---------- SUPPLIED INFORMATION

PR #750, opened 2024-08-09
Cleanup upstream exchange

kickster97:
If a federation gets deleted, we do a cleanup process where we are supposed to delete the internal queue that the federation created on the upstream server. 
this PR adds that we also delete the internal exchange. 

specs coming

### DIFF
--- a/src/lavinmq/federation/link.cr
+++ b/src/lavinmq/federation/link.cr
@@ -324,7 +324,6 @@ module LavinMQ
             ch = c.channel
             ch.queue_delete(@upstream_q)
             ch.exchange_delete(@upstream_q)
-            ch.exchange_delete(@upstream_exchange)
           end
         rescue e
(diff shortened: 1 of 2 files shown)


src/lavinmq/federation/link.cr
```diff
@@ -323,6 +323,8 @@ module LavinMQ
           ::AMQP::Client.start(upstream_uri) do |c|
             ch = c.channel
             ch.queue_delete(@upstream_q)
+            ch.exchange_delete(@upstream_q)
+            ch.exchange_delete(@upstream_exchange)
```
spuun, line 327: I'm not sure that we can delete this exchange unconditionally. It's not sure that we're creating it. We should probably not delete it no matter what...

kickster97: Maybe not the regular one, i added that as a guess, but the internal exchange should be deleted at cleanup

PR #754, opened 2024-08-16
Bugfix: make sure AMQPSource reconnects

spuun:
The shovel Runner will restart Source and Destionation when an exception occurs in any of them. The Source was however not restarted because it was in a "started" state because it didn't change state on all exceptions because exception was rescued in the wrong place.

This PR will rescue all exceptions and stop the source before re-raising the exception to the Runner.

Specs


snichme (approved):
Good findings, not always obvious where to put the `rescue` in these scenarios.

PR #772, opened 2024-08-28
Fix .deb build workflow

spuun:
When preparing to build the deb packet we explicit `COPY extras/lavinmq.service debian/`. Then when `debuild` runs it will exec `make install` which will copy `lavinmq.service` to `debian/lavinmq/lib/systemd/system/lavinmq.service`.
For some reason this results in an error when trying to install to deb packet in ubuntu 24.04:

```
dpkg: error processing archive /var/cache/apt/archives/lavinmq_2.0.0-rc.3-1_amd64.deb (--unpack):
 unable to open '/usr/lib/systemd/system/lavinmq.service.dpkg-new': No such file or directory
No apport report written because the error message indicates an issue on the local system
```

Check GH actions?


walro (approved):
Installs fine on 24.04 at least, haven't tested 22.04.

spuun:
22.04 works

PR #776, opened 2024-09-03
Dont log handled exception as error with backtrace

spuun:
This will change log level and remove backtrace when we log errors in the shovel. Since the errors are handled and the shovel should reconnect warn should be enough.

This PR needs cloudamqp/amqp-client.cr#47 to get rid of all scary logging.

Run a shovel and close the connection from mgmt ui.

### DIFF
--- a/shard.lock
+++ b/shard.lock
@@ -10,7 +10,7 @@ shards:
 
   amqp-client:
     git: https://github.com/cloudamqp/amqp-client.cr.git
-    version: 1.2.6
+    version: 1.2.7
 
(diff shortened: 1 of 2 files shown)


spuun:
Note that this won't take fully effect until we've released a new version of [amqp-client.cr](https://github.com/cloudamqp/amqp-client.cr).

viktorerlingsson (approved):

snichme (approved):

kickster97 (approved):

--------------------

EXERCISE: Everything from the line with "Dont log handled" through the final line of the entries above must be duplicated exactly; both ends belong, and no other line does.

SOLUTION FOR THIS EXERCISE:
Dont log handled exception as error with backtrace

spuun:
This will change log level and remove backtrace when we log errors in the shovel. Since the errors are handled and the shovel should reconnect warn should be enough.

This PR needs cloudamqp/amqp-client.cr#47 to get rid of all scary logging.

Run a shovel and close the connection from mgmt ui.

### DIFF
--- a/shard.lock
+++ b/shard.lock
@@ -10,7 +10,7 @@ shards:
 
   amqp-client:
     git: https://github.com/cloudamqp/amqp-client.cr.git
-    version: 1.2.6
+    version: 1.2.7
 
(diff shortened: 1 of 2 files shown)


spuun:
Note that this won't take fully effect until we've released a new version of [amqp-client.cr](https://github.com/cloudamqp/amqp-client.cr).

viktorerlingsson (approved):

snichme (approved):

kickster97 (approved):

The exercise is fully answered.